*** Block opens ***

PR #122, opened 2023-01-10
Make mft and mft_timeline plugin a bit more robust

Schamper:
(DIS-1757)


Schamper:
Not really feeling it, that'd require passing in a bunch of arguments and carrying some variables already in the current scope, not to mention an additional function call.

PR #554, opened 2024-02-23
add tests for symlink logic MappedFile

cecinestpasunepipe:
(DIS-1796)


cecinestpasunepipe:
Current behaviour is ok. Attempt to change it breaks. Added unittests to confirm behaviour and protect against regressions.

Poeloe (approved):
LGTM! Only commit message needs to be changed ;)

Issue #557, opened 2024-02-27
Drive letter is not rego


Zawadidone:
During an investigation I observed that some data types were not shown in a timeline produced by Dissect, see the browser plugin as an example of this:

```
# Dissect Target version 3.15
target-query -t <TARGET> -f browser
[...]
# The plugin works and shows result

# Dissect Target version 3.16.dev4 (https://github.com/fox-it/dissect.target/commit/4b0c7ccb78b8ec47e80ca376cfe5ff543ef90984)
target-query -t <TARGET> -f browser
# The plugin does not work
```

Using `target-shell` the output shows that when using version `3.16.dev4`, that the drive letter `C:` is not recognized. Because of that every plugins that uses the function `target.user_details.all_with_home()` will not work depending on which loader is used.

```bash
# Dissect Target version 3.15
In [1]: print(t.fs.path("sysvol/Users/<username>").exists())
True

In [2]: print(t.fs.path("C:/Users/<username>").exists())
True

# Dissect Target version 3.16.dev4 (https://github.com/fox-it/dissect.target/commit/4b0c7ccb78b8ec47e80ca376cfe5ff543ef90984)

In [1]: print(t.fs.path("sysvol/Users/<username>").exists())
True

In [2]: print(t.fs.path("C:/Users/<username>").exists())
False
```

Schamper:
What kind of target are you using?

I think I know what's breaking, and have an idea for a fix. Will try it out tomorrow.

Zawadidone:
Velociraptor Windows collection created with the following configuration https://github.com/fox-it/dissect.target/pull/558/files#diff-d21a3f7b5a8a12a1531cd0193f1d5d28eed550ad78782baaf78ce79f25b66631R63-R67.

PR #560, opened 2024-03-01
Mount volumes to drive letters in Velociraptor loader

Schamper:
Fixes https://github.com/fox-it/dissect.target/issues/557

@Zawadidone can you confirm whether my assumption with regards to the drive letter directory name is correct?


Zawadidone:
@Schamper yes it works!

pyrco (approved):

PR #562, opened 2024-03-05
Add all test files to git LFS

Schamper:
The decision on when to include a file in LFS was getting a bit annoying, and sometimes we forget. Just put it all in LFS.

We should update either the README or the docs at some point to include a small explanation on LFS too.


Schamper:
Hm this does remove the ability, to preview a (text based) test file in a PR, which is also very annoying.

pyrco:
> Hm this does remove the ability to preview a (text based) test file in a PR, which is also very annoying.

That's an unfortunate side effect. Putting `test/*` in LFS is right thing to do I think. This is a shortcoming of GitHub and I'm leaning to not letting that stand in the way of the this.

Schamper:
> > Hm this does remove the ability to preview a (text based) test file in a PR, which is also very annoying.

*** Block closes ***

EXERCISE DIRECTIONS –
Out of the records, collect only those lines that contain the string "ability".

RESULT OF THE EXERCISE –
Hm this does remove the ability, to preview a (text based) test file in a PR, which is also very annoying.
> Hm this does remove the ability to preview a (text based) test file in a PR, which is also very annoying.
> > Hm this does remove the ability to preview a (text based) test file in a PR, which is also very annoying.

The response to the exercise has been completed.